NCT04102228 · Status: COMPLETED · Phase: NA · Type: INTERVENTIONAL · Enrollment: 46

Last updated 2024-08-12

No results posted yet for this study

Summary

Many stroke survivors experience aphasia, a loss or impairment of language affecting the production or understanding of speech. One common type of aphasia is known as non-fluent aphasia.
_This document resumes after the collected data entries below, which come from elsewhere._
PR #1064, opened 2022-04-20
Add OpenVSX publishing

### LINKED ISSUE #379: Publish extension on open-vsx.org
Hi!

Congrats to the 2.0 release! I'm very much looking forward to using it often and hope that I will no longer have bogus syntax validation errors :)

Could you also [publish](https://github.com/eclipse/openvsx/wiki/Publishing-Extensions#how-to-publish-an-extension) your Terraform VS Code Extension on https://open-vsx.org/ ?

This would make it much easier to use the awesome extension in project such as
- [gitpod.io](https://gitpod.io)
- [theia-ide.org](https://theia-ide.org)
- [vscodium.com](https://github.com/VSCodium/vscodium/issues/372)
- [code-server](https://github.com/cdr/code-server)

because the [ToS](https://cdn.vsassets.io/v/M146_20190123.39/_content/Microsoft-Visual-Studio-Marketplace-Terms-of-Use.pdf) doesn't allow those projects to obtain the extension from  Microsoft's marketplace:
> Marketplace Offerings are intended for use only with Visual Studio Products and Services and you may only install and use Marketplace Offerings with Visual Studio Products and Services.

filiptronicek:
This is a succession to https://github.com/hashicorp/vscode-terraform/pull/388, which adapts publishing to OpenVSX embedded in the publishing workflow in GitHub Actions.

Fixes #379 

Before using this it is necessary to set up an `OVSX_PAT` GitHub Action secret with the value from [open-vsx.org/user-settings/tokens](https://open-vsx.org/user-settings/tokens). A claim of the `hashicorp` namespace will be also required (this can be done by submitting [an issue](https://github.com/EclipseFdn/open-vsx.org/issues/new?assignees=&labels=namespace&template=claim-namespace-ownership.md&title=Claiming+namespace+%5Bname%5D) in the OpenVSX repo).

### DIFF
--- a/.github/workflows/publish.yml
+++ b/.github/workflows/publish.yml
@@ -91,6 +91,6 @@ jobs:
     steps:
       - uses: actions/download-artifact@v3
       - name: Publish Extension
-        run: npx ovsx publish --no-git-tag-version --packagePath $(find . -iname *.vsix)
+        run: npx ovsx publish --packagePath $(find . -iname *.vsix)
         env:
           OVSX_PAT: ${{ secrets.OVSX_PAT }}
--- a/.github/workflows/publish.yml
+++ b/.github/workflows/publish.yml
@@ -71,18 +71,26 @@ jobs:
           name: ${{ matrix.vsce_target }}
           path: "*.vsix"
 
-  publish:
-    name: Publish All
+  publish-vsce:
+    name: Publish All (Microsoft Marketplace)
     runs-on: ubuntu-latest
     needs: build
     if: success() && startsWith( github.ref, 'refs/tags/v')
     steps:
       - uses: actions/download-artifact@v3
-      - name: Publish Extension (Microsoft Marketplace)
+      - name: Publish Extension
         run: npx vsce publish --no-git-tag-version --packagePath $(find . -iname *.vsix)
         env:
           VSCE_PAT: ${{ secrets.VSCE_PAT }}
-      - name: Publish Extension (OpenVSX)
+
+  publish-ovsx:
+    name: Publish All (OpenVSX)
+    runs-on: ubuntu-latest
+    needs: build
+    if: success() && startsWith( github.ref, 'refs/tags/v')
+    steps:
+      - uses: actions/download-artifact@v3
+      - name: Publish Extension
         run: npx ovsx publish --no-git-tag-version --packagePath $(find . -iname *.vsix)
         env:
           OVSX_PAT: ${{ secrets.OVSX_PAT }}
--- a/.github/workflows/publish.yml
+++ b/.github/workflows/publish.yml
@@ -78,7 +78,11 @@ jobs:
     if: success() && startsWith( github.ref, 'refs/tags/v')
     steps:
       - uses: actions/download-artifact@v3
-      - name: Publish Extension
+      - name: Publish Extension (Microsoft Marketplace)
         run: npx vsce publish --no-git-tag-version --packagePath $(find . -iname *.vsix)
         env:
           VSCE_PAT: ${{ secrets.VSCE_PAT }}
+      - name: Publish Extension (OpenVSX)
+        run: npx ovsx publish --no-git-tag-version --packagePath $(find . -iname *.vsix)
+        env:
+          OVSX_PAT: ${{ secrets.OVSX_PAT }}


filiptronicek:
Hey @radeksimko, thanks for the quick review!

> Would you mind signing the CLA?

Working on that :)

> Would you mind decoupling the OpenVSX into a separate job?

I would not at all, but maybe we could implement something a bit different which would wouldn't require its own step. We could essentially have the setup I made, but we would use `if: always()` on the OpenVSX step so that these two registries publish independently without having a successful publish to the other one.

> the two publishing jobs can run in parallel

This is a fair point that would not work with the approach I'm proposing, but I think the ~30 seconds it takes the job to publish all of the extension versions could be tolerated because the GitHub Actions runners often have different boot times (hence this approach could be faster sometimes, and sometimes slower).

radeksimko:
So the main benefit of splitting it into its own job is that GitHub allows us to rerun a failed job, but we cannot rerun individual steps unfortunately.

Screenshot 2022-04-20 at 16 25 30

So let's say that OpenVSX publishing fails and Marketplace succeeds - if we had both as steps - we'd have to retry both, or have some extra logic to ensure that repeated publishing to the Marketplace is harmless. More likely we just wouldn't retry.

> but we would use if: always() on the OpenVSX step so that these two registries publish independently without having a successful publish to the other one.

Right, I wasn't entirely clear but this is the main benefit I had in mind when talking about parallel jobs, more than the time saved. I think the two jobs can still be independent of each other and both use something like this?

```yaml
    needs: build
    if: success() && startsWith( github.ref, 'refs/tags/v')
```

filiptronicek:
> I think the two jobs can still be independent of each other and both use something like this?

I think so as well.

All other comments sound fair, I will add it as a separate job just like the MS publish. My main concern here was just duplicate workflow code, but that could perhaps be addressed in a future PR with moving some steps into their own `.yml` files.

radeksimko (commented):
This LGTM, thank you for the edits and for signing the CLA.

I'm just in the process of clarifying one small part of the Terms with the Eclipse Foundation, as asked by our Legal and once done I will go ahead with the namespace transfer and PAT creation, and _then_ we can merge this.

Thanks for your patience.

.github/workflows/publish.yml
```diff
@@ -82,3 +82,15 @@ jobs:
...
+
+  publish-ovsx:
+    name: Publish All (OpenVSX)
+    runs-on: ubuntu-latest
+    needs: build
+    if: success() && startsWith( github.ref, 'refs/tags/v')
+    steps:
+      - uses: actions/download-artifact@v3
+      - name: Publish Extension
+        run: npx ovsx publish --no-git-tag-version --packagePath $(find . -iname *.vsix)
```
radeksimko, line 94:
```suggestion
        run: npx ovsx publish --packagePath $(find . -iname *.vsix)
```

This flag is actually not supported in ovsx from what I can tell.

radeksimko (commented):
@filiptronicek We have claimed the namespace and have a PAT ready, but there's still an issue with publishing as the latest version of ovsx with the target support isn't available on npm - see https://github.com/eclipse/openvsx/issues/450

Not realizing I used an old version (0.3.0) I managed to accidentally already publish two versions as universal (0.20.0 & 0.20.1) - is there any way of either retracting them or republishing as platform specific?

.github/workflows/publish.yml
filiptronicek: I am not sure myself, but I suppose if removing it doesn't break anything, should be fine.

.github/workflows/publish.yml
```diff
@@ -82,3 +82,15 @@ jobs:
...
+
+  publish-ovsx:
+    name: Publish All (OpenVSX)
+    runs-on: ubuntu-latest
+    needs: build
+    if: success() && startsWith( github.ref, 'refs/tags/v')
+    steps:
+      - uses: actions/download-artifact@v3
+      - name: Publish Extension
+        run: npx ovsx publish --packagePath $(find . -iname *.vsix)
```
dbanck, line 94:
```suggestion
        run: npx ovsx publish --packagePath $(find . -iname '*.vsix' ! -name '*web*')
```

We now publish a web version (https://github.com/hashicorp/vscode-terraform/pull/1210) of the extension as well, which — _I think_ — we need to filter here. This change should ensure we only upload the platform-specific packages while skipping the web one.

dbanck (changes requested):
All issues regarding platform-specific extensions on the OpenVSX side seem to have been resolved. I was able to upload all the missing versions manually. :tada:

After one more minor change, we can finally merge this PR. Thank you for being so patient.

.github/workflows/publish.yml
filiptronicek: Happy to commit this, @dbanck, and thanks for taking care of the publishing. 

I'm unsure if this is a necessary change, though: if the extension is offered in `web` form as well, it will work properly for VS Code Web, otherwise, it shouldn't be labelled as compatible.

From the VS Code Docs: [[1](https://code.visualstudio.com/api/working-with-extensions/publishing-extension#platformspecific-extensions)]

> If you want a platform-specific extension to also support running in the browser as a [web extension](https://code.visualstudio.com/api/extension-guides/web-extensions), it must target the web platform when publishing. The web platform will respect the browser entry point in the package.json. The extension capabilites that are not supported in the web should use when clauses in the package.json to make sure that they are disabled. We do not recommend that extensions ship a different package.json for the web platform or to remove parts of the VSIX that do not work in the web.

dbanck: We offer a web version of the extension, which works in VS Code Web. We added an additional target to our publishing pipeline and skipped bundling the language server (https://github.com/hashicorp/vscode-terraform/pull/1262).

We weren't sure if OpenVSX also supports `web` as a target when publishing, so I proposed filtering the package. Fantastic if that's not required and there is `web` target support! Do you know if that's the case? I did not try to publish the web `vsix` because I didn't want to break anything.

dbanck: You were right, this change isn't necessary, and OpenVSX supports `web` targets.

CleanShot 2022-11-23 at 19 55 19@2x

dbanck (approved):

radeksimko (approved):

Patients with non-fluent aphasia have difficulty formulating grammatical sentences, often producing short word fragments despite having a good understanding of what others are trying to communicate to them. Speech language pathologists (SLPs) play a central role rehabilitating persons with aphasia and administer therapy in an attempt to improve communication skills. Despite standard therapy, approximately 50% of individuals who experience aphasia acutely continue to have language deficits more than 6 months post-stroke.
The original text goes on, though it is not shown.